*** Opening AVAILABLE DATA ***
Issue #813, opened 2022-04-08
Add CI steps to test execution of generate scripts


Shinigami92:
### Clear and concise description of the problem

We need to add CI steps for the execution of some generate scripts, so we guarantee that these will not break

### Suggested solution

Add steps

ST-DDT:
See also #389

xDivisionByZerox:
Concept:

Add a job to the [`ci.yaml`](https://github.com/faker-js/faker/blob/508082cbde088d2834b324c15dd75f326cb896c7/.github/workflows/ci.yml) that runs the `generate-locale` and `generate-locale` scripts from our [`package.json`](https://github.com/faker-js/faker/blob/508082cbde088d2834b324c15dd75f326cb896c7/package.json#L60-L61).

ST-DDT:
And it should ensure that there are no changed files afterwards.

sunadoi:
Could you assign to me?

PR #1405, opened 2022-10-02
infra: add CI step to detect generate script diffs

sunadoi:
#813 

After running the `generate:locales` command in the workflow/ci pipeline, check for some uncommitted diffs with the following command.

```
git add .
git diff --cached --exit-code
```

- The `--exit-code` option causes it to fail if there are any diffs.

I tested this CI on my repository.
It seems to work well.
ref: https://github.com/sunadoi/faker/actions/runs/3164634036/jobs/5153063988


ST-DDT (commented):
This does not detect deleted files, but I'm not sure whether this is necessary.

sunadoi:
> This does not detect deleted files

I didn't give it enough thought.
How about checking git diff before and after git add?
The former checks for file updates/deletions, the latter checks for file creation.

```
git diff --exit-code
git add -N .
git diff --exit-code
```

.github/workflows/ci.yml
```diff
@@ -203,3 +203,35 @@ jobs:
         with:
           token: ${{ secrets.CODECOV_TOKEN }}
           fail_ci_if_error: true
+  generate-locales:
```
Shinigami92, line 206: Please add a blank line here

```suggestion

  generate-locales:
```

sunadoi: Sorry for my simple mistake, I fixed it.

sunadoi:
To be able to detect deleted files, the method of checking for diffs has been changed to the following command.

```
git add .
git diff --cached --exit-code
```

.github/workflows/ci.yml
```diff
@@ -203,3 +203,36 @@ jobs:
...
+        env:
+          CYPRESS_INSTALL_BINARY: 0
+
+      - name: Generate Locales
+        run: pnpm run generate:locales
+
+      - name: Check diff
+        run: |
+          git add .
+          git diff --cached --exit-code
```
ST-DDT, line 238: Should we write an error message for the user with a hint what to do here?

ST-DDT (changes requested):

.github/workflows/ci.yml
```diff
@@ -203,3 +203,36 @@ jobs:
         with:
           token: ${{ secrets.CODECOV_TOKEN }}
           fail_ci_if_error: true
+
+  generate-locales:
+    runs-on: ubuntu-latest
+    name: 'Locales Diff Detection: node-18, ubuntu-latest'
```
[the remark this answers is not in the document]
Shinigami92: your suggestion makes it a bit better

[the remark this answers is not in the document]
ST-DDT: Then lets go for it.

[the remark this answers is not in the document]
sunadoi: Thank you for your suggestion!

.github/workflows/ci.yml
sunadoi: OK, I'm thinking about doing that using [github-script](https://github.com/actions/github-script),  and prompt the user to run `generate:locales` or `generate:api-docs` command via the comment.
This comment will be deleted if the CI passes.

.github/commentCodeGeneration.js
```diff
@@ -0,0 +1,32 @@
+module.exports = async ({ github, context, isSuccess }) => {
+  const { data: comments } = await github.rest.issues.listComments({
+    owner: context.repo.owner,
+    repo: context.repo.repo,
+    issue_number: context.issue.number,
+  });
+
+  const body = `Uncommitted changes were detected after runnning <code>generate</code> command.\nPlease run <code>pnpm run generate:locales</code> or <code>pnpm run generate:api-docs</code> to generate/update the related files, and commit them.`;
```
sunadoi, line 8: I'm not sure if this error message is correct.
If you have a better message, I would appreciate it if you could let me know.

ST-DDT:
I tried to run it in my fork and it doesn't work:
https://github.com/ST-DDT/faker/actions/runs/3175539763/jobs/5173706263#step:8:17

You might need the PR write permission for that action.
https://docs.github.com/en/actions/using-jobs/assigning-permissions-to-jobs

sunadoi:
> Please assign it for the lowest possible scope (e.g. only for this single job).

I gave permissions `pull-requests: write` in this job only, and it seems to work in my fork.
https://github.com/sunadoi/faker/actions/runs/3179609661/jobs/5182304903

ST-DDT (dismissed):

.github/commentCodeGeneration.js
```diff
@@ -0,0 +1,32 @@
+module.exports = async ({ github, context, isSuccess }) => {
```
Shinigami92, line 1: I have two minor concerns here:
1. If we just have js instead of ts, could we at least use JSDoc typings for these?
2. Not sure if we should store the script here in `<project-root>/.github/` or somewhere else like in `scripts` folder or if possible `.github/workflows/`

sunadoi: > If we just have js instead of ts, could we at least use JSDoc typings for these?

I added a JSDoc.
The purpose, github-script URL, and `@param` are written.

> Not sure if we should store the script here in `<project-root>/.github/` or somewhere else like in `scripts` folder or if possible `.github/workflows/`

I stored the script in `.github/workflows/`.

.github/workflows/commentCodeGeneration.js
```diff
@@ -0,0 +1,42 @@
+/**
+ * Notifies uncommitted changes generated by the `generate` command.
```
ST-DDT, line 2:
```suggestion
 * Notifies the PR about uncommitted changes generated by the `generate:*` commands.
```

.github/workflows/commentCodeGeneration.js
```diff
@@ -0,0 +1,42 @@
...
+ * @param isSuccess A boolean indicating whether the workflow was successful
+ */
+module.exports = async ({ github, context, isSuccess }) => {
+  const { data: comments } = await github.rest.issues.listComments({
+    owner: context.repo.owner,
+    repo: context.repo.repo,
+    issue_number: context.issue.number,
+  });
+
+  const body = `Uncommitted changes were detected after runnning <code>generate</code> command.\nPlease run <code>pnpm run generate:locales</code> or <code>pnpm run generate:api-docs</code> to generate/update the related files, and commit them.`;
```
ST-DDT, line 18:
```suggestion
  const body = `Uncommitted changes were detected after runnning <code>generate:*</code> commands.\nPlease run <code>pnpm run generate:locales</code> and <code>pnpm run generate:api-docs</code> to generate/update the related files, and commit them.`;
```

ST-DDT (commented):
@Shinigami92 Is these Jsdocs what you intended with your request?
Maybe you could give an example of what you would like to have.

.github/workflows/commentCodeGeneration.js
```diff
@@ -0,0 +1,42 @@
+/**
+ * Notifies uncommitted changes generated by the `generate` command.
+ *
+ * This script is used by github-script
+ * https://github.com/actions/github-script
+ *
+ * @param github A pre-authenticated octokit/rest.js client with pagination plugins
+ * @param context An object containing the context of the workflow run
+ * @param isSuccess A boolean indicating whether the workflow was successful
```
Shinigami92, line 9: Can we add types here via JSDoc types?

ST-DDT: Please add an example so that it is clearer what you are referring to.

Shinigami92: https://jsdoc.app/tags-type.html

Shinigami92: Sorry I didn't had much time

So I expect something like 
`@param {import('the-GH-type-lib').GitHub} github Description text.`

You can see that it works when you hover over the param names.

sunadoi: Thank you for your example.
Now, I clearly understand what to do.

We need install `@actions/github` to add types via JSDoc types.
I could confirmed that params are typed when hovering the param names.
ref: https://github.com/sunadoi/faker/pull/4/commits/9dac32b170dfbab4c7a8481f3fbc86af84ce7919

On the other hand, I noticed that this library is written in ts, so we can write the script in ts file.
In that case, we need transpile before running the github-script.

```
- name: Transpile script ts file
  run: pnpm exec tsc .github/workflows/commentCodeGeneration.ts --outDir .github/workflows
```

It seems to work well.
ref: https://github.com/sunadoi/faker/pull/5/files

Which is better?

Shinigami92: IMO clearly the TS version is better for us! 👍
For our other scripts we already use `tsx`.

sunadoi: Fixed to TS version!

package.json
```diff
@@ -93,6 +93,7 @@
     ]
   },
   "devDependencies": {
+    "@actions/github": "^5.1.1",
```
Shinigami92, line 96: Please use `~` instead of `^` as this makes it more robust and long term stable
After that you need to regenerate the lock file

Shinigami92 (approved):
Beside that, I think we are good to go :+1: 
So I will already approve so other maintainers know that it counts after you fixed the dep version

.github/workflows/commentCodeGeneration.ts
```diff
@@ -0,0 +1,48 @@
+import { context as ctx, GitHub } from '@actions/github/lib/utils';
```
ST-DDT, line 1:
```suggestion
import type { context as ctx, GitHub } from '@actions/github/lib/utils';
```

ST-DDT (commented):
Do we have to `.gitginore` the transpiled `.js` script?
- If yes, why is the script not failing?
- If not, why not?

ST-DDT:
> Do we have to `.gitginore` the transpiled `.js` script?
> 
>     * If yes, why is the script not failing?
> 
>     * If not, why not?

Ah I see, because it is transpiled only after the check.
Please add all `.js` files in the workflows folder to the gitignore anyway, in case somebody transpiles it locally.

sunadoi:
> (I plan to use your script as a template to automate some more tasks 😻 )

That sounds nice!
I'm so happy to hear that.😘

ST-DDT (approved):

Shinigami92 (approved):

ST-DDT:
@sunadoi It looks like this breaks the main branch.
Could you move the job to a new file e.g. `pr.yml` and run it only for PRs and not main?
*** Closing AVAILABLE DATA ***
EXERCISE OBJECTIVE:
Provide the count of lines in the entries above that hold the word "transpiled", and leave out everything else.

SOLVED EXERCISE:
3